So., 21.09.2025 , 15:00 Uhr

Starkes Signal für mehr Sichtbarkeit von weiblichen Unternehmerinnen

Weibliche Innovation im Rampenlicht: Finalistinnen des Gründerinnenpreises benannt

Die Finalistinnen des Sächsischen Gründerinnenpreises 2025 stammen aus unterschiedlichsten Branchen – darunter Bau, Handel und Informationstechnologie. Sozialministerin Petra Köpping sieht in dem Wettbewerb ein wichtiges Signal für mehr Chancengleichheit und die Sichtbarkeit weiblicher Unternehmerinnen.
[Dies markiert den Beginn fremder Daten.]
PR #1076, opened 2024-01-11
Update `InlineError` warning icon

jamesmockett:
## What are you changing?

- Updates triangular warning icon with circular version.

## Why?

- The new rounded icon is now in keeping with the icon set and it also future-proofs us for using these icons as navigation badges.

### Before

Screenshot 2024-01-11 at 17 29 41

### After

Screenshot 2024-01-11 at 17 29 36


mxdvl (approved):
🔴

Zehn Finalistinnen im Rennen um den Sächsischen Gründerinnenpreis 2025

Im Wettbewerb um den Sächsischen Gründerinnenpreis 2025 stehen die zehn Finalistinnen fest. Aus insgesamt 45 Bewerbungen wählte die Jury die überzeugendsten Kandidatinnen aus, wie das Sächsische Sozialministerium mitteilte. In einer zweiten Jurysitzung werden die Unternehmerinnen ihre Geschäftsideen persönlich präsentieren – vertreten sind dabei Branchen wie Bau, Gesundheits- und Sozialwesen, Handel, Gastronomie, Informations- und Kommunikationstechnologie sowie Immobilien. Die Preisverleihung ist für den 27. November geplant.

 

Zeichen für Sichtbarkeit und Chancengleichheit

Mit dem Preis setze Sachsen ein deutliches Zeichen für Chancengleichheit, Sichtbarkeit und die Förderung weiblicher Gründungskultur, betonte Sozialministerin Petra Köpping (SPD). Es brauche weiterhin gezielte politische Unterstützung, funktionierende Netzwerke und den Zugang zu Finanzierungsmöglichkeiten, um mehr Frauen zur Selbstständigkeit zu ermutigen.

 

 

Preis würdigt unternehmerisches Engagement von Frauen

Der Sächsische Gründerinnenpreis wird seit 2008 verliehen und zeichnet Frauen aus, die ein kleines oder mittelständisches Unternehmen gegründet oder übernommen haben. Aktuell wird der Preis in zwei Kategorien vergeben, jeweils mit 5.000 Euro Preisgeld. Ziel ist es, das Engagement von Gründerinnen sichtbar zu machen und ihre wichtige Rolle in der sächsischen Wirtschaft zu würdigen.